Your instructions:
Print exactly the lines below between the line holding "PR #2878, opened 2026-08-22" and the line holding "### LINKED ISSUE", inclusive, and nothing more.

The data:
PR #2808, opened 2026-04-24
Fix Wikitext (Zim wiki) multiline code block rendering

Self-Perfection:
Extract `{{{code: ...}}}` (Zim Source View plugin) and `'''...'''` (Zim standard preformatted) blocks before the per-line transformation so their content is not mangled by inline rules like IMAGE (`{{X}}` -> image embed). Extracted blocks are wrapped in Markdown fenced code blocks and re-inserted after the per-line pass.

Fixes: multiline code blocks containing `{{Variable}}` tokens being rendered as broken images and live HTML.

----

Tested by running added code in Java, separately from Markor. Relying on CI/CD in your repo for building APK for full integration test.

----

I've seen request to do auto-reformat. But I do not have Android studio. And for me generated code looks OKish? I suppose Claude is good enough in following conventions and this does not need passing through external tools for proper formatting?


Self-Perfection:
Tested APK with this file

[06_code_block_with_html.txt](https://github.com/user-attachments/files/27063318/06_code_block_with_html.txt)

```
Content-Type: text/x-zim-wiki
Wiki-Format: zim 0.6
Creation-Date: 2026-04-24T14:00:00+01:00

====== 06 code block with html ======

{{{code: id="Front Template" lang="html" linenumbers="False"
<span class="marker">🔄</span>
<button class="marker" popovertarget="Notes popup">🗒</button>
<dialog popover id="Notes popup">Some notes</dialog>
}}}
```

Works as expected!

gsantner (approved):
Thank you for the PR! Merging

PR #2823, opened 2026-05-13
GsFileBrowserFragment: auto-refresh on filesystem changes (FileObserver)

dsremo:
## Problem

When the user has the file browser open on a folder and an external process modifies that folder — another app saves a file, a sync tool (Syncthing, Nextcloud client, git pull) fetches new notes, the user moves files from a desktop file manager over MTP — the browser currently shows a stale listing until the user manually pull-to-refreshes or navigates away and back. This is especially jarring on a notes app where the expectation is that all the files in the folder are "live".

## Fix

Register a `FileObserver` on the current folder's absolute path in `onResume()`, unregister in `onPause()`.

Events watched: `CREATE | DELETE | MOVED_FROM | MOVED_TO | MODIFY` — anything that changes the listing.

When the observer fires, `_filesystemViewerAdapter.reloadCurrentFolder()` is dispatched to the existing main-thread handler with a **300 ms debounce** to coalesce bursts (e.g., a sync that touches 50 files reloads the view once, not 50 times).

## API compatibility

Uses `FileObserver(String, int)` — the API 1 constructor — rather than `FileObserver(File, int)` — the API 29 constructor — to stay compatible with Markor's `minSdk=18`.

## Lifecycle correctness

- Observer is only registered while the fragment is in the resumed state.
- `onPause()` always unregisters before the fragment becomes paused — no leaks across configuration changes or process death.
- `stopFolderObserver()` is also idempotent and called at the top of `startFolderObserver()` so navigation between folders cleanly tears down the previous watcher.

## Files touched

- `app/src/main/java/net/gsantner/opoc/frontend/filebrowser/GsFileBrowserFragment.java` (+44)

## Tested

Manual: opened the file browser on a folder, then from a separate `adb shell` did `touch newfile.md`, `rm oldfile.md`, `mv a.md b.md`. Each operation reflected in the browser within ~300 ms without any user action. Then verified rapid `for i in 1..20; do touch ${i}.md; done` produces a single reload, not 20.

## Notes

If you'd prefer this to be opt-in behind a setting (e.g., for users with very large folders where the kernel inotify watch is non-trivial), happy to add a toggle.


app/src/main/java/net/gsantner/opoc/frontend/filebrowser/GsFileBrowserFragment.java
```diff
@@ -351,6 +367,34 @@ public void onResume() {
...
+        stopFolderObserver();
+    }
+
+    private void startFolderObserver(final File folder) {
+        stopFolderObserver();
+        if (folder == null || !folder.isDirectory()) return;
+        _folderObserver = new FileObserver(folder.getAbsolutePath(), FOLDER_OBSERVER_MASK) {
+            @Override public void onEvent(int event, @Nullable String path) {
+                if (path == null) return;
+                _folderReloadHandler.removeCallbacks(_folderReloadRunnable);
```
harshad1: We have a system to debounce with a delay (search for makeDebounced)

harshad1:
This is very cool and remarkable simple. 

IMO we should try to move this into the adapter. That would simplify several things.

Will review and leave more comments if needed

gsantner:
Thanks for your PR!
Agree with harshad1 regarding debounce - if it's feasible, good to use.
Especially when selecting multiple files and deleting them at one go, you don't want to reload the list 50 times by 50 deleted file events.

dsremo:
Thanks both — pushed `9193e6a` addressing both points.

The watcher now lives in `GsFileBrowserListAdapter`. `rebindFolderObserver()` is called from `loadFolder()` only when `folderChanged` is true, so navigation and back-stack pops rebind the inotify watch automatically, and same-folder reloads (pull-to-refresh, the auto-refresh itself) don't churn it. `onDetachedFromRecyclerView` releases the watch.

Debounce uses `TextViewUtils.makeDebounced(300, this::reloadCurrentFolder)` — that also handles the multi-select-delete burst you mentioned, since `makeDebounced` posts on the main-thread `Handler` regardless of which `FileObserver` internal thread fires the event.

Virtual folders (Recent/Popular/Favourite/AppData/storage-emulated) and permission-denied scoped-storage paths skip the watcher via `isDirectory() && canRead()` — their listings are synthesised, so file-system events on them wouldn't be meaningful.

Side benefit: the fragment loses the `FileObserver` field, `Handler`/`Looper` plumbing, and the start/stop helpers entirely; `GsFileBrowserDialog` inherits the auto-refresh for free since it shares the adapter. Net -5 lines vs v1.

gsantner (approved):
Thank you @dsremo 

I tried it and it worked very well. This is a quite minor change with big effect.

I removed and created files using adb while filebrowser was open, as well selected things meanwhile - it didn't crash here.

Merging

PR #2842, opened 2026-06-10
markor:// links, Improvements to opening external links

harshad1:
This PR adds support for 

1. opening markor:// links
2. specifying line number and view mode in the link


app/src/main/java/net/gsantner/markor/activity/DocumentActivity.java
```diff
@@ -155,19 +167,17 @@ protected void onNewIntent(Intent intent) {
         handleLaunchingIntent(intent);
     }
 
-    private void handleLaunchingIntent(final Intent intent) {
-        if (intent == null) return;
+    private void handleLaunchingIntent(final Intent rawIntent) {
+        if (rawIntent == null) return;
 
+        final Intent intent = normalizeIntent(rawIntent, this);
```
harshad1, line 173: This function normalizes the incoming intent

gsantner (approved):
Thanks, not sure if a custom protocol is a good idea, but if it makes Markor internally better functioning, OK

PR #2878, opened 2026-08-22
FileManager: Fix Favourite state not in sync, closes #2786

### LINKED ISSUE #2786: Changing the state of the "Favourite" checkbox fails to update the Star icon's visual state.

- [x] The topic is **not** already reported at [Issues](https://github.com/gsantner/markor/issues?q=#js-issues-search). _(I've searched it)_.

### Description

In the file "Info" dialog, the **Star icon** and the **"Favourite" checkbox** are bound to the same underlying boolean attribute. However, the state propagation is asymmetrical: clicking the star icon updates the checkbox, but **clicking the checkbox does not update the star icon**.

https://github.com/user-attachments/assets/7bb1a3e6-3b8c-449c-b341-22f4021141b9

### Steps to reproduce

1. Long-press a file (e.g., `QuickNote.md`) and select **Info**.
2. **Test Case 1 (Forward Sync):** Tap the **Star icon** to active it (Filled).
   * Observe the "Favourite" checkbox: It will correctly sync to **Checked**.
3. **Test Case 2 (Backward Sync - BUG):** Tap the **"Favourite" checkbox** to change its state (Unchecked/Checked).
   * Observe the Star icon on the left: **It remains in its previous state and fails to synchronize.**

### Information

Android version: 14
Device: Honor 70
App Version: 2.16.1

### Source

F-Droid

### Format / File type

Not specific

### Additional info / Log

```shell
## Expected behaviour
The states of the **Star icon** and the **"Favourite" checkbox** should be tightly coupled and synchronize instantly in **both directions** upon any interaction.

---

## Current behaviour
The state propagation is **unidirectional**.
* When the checkbox is the source of the interaction, its paired Star icon **fails to receive or render the new data state**. This is a classic **UI Binding Defect**.

---

## Technical Problem
The issue is likely that the **Star icon**'s view model is set up as a **One-Way (Read-Only) Binding** to the "isFavourite" property, but lacks a binding to the checkbox's user-driven click event. Both components should have equivalent, mutual update listeners.
```

harshad1:
Prevents file info fav state from going out of sync with the toggle

Fixes #2786

### DIFF
--- a/app/src/main/java/net/gsantner/markor/format/wikitext/WikitextSyntaxHighlighter.java
+++ b/app/src/main/java/net/gsantner/markor/format/wikitext/WikitextSyntaxHighlighter.java
@@ -45,7 +45,7 @@ public class WikitextSyntaxHighlighter extends SyntaxHighlighterBase {
     public final static Pattern ZIMHEADER = Pattern.compile(
             "^Content-Type: text/x-zim-wiki(\r\n|\r|\n)" +
                     "Wiki-Format: zim \\d+\\.\\d+(\r\n|\r|\n)" +
-                    "Creation-Date: \\d{4}-\\d{2}-\\d{2}T\\d{2}:\\d{2}:\\d{2}[.+:-\\d]+");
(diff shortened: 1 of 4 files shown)


gsantner (approved):
Thanks!

gsantner (approved):

PR #240, opened 2020-03-07
Feature/recommended

dpastoor:


gpsr/helpers.go
```diff
@@ -3,10 +3,14 @@ package gpsr
...
+	log "github.com/sirupsen/logrus"
 )
 
-func isDefaultPackage(pkg string) bool {
-	_, exists := DefaultPackages[pkg]
+func isDefaultPackage(pkg string, noRecommended bool) bool {
+	pkgType, exists := DefaultPackages[pkg]
+	if exists && !noRecommended && pkgType == "recommended" {
+		return false
+	}
```
Dreznel: This function name is misleading now.

The previous behavior just told you whether or not a package was a default package. 

The new behavior sort of returns a decision on whether or not a package should be excluded as a default package.

I suggest renaming this function to `isExcluded`, `excludePackage`, `excludePackageAsDefault`,  or something to that effect.

dpastoor: I think that is reasonable

Issue #235, opened 2020-03-03
all things that could be paths should attempt to expand ~


dpastoor:
On initial parsing, the following should attempt to be expanded:

* library
* Repo paths, incase they are local repos rather than html

```
Library: ~/rpkgs
```

or 

```
Repos:
- local: "~/crandbs/somedb"
```

Dreznel:
@dpastoor 

This wasn't on my radar, but we still want this for the March release right?

dpastoor:
yes please.

Dreznel:
This is done and can be closed.

PR #243, opened 2020-03-17
Feature/expand tilde

Dreznel:
Branched off of #226 

Branch to handle issue #235 

Please pay no attention to the misspelled branch name.


Dreznel:
Integration test passes:

image

configlib/config.go
```diff
@@ -38,9 +38,61 @@ func NewConfig(cfg *PkgrConfig) {
...
+	}
+	return expanded
+}
+
+/// For a list of paths, expand the ~ at the beginning of each path to the home directory.
+/// consider any problems a fatal error.
+func expandTildes(paths []string) []string {
+	var expanded []string
+	for _, p := range paths {
+		newPath := expandTilde(p)
```
shairozan: tldr; Package not needed. Personal opinion, use go's user lookup tools

This package isn't required anymore. In around go 1.9, 'nix systems will use /etc/passwd and more to locate the user details:

[Golang user docs](https://golang.org/pkg/os/user/)

> For most Unix systems, this package has two internal implementations of resolving user and group ids to names. One is written in pure Go and parses /etc/passwd and /etc/group. The other is cgo-based and relies on the standard C library (libc) routines such as getpwuid_r and getgrnam_r.

While it's fine to use for simplicity (IE you've already used) it may make more sense to implement the user looking and collection of homedir in-application. Especially on a project with such a low code velocity as the go-homedir one.

configlib/config.go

Solution to this problem:
PR #2878, opened 2026-08-22
FileManager: Fix Favourite state not in sync, closes #2786

### LINKED ISSUE #2786: Changing the state of the "Favourite" checkbox fails to update the Star icon's visual state.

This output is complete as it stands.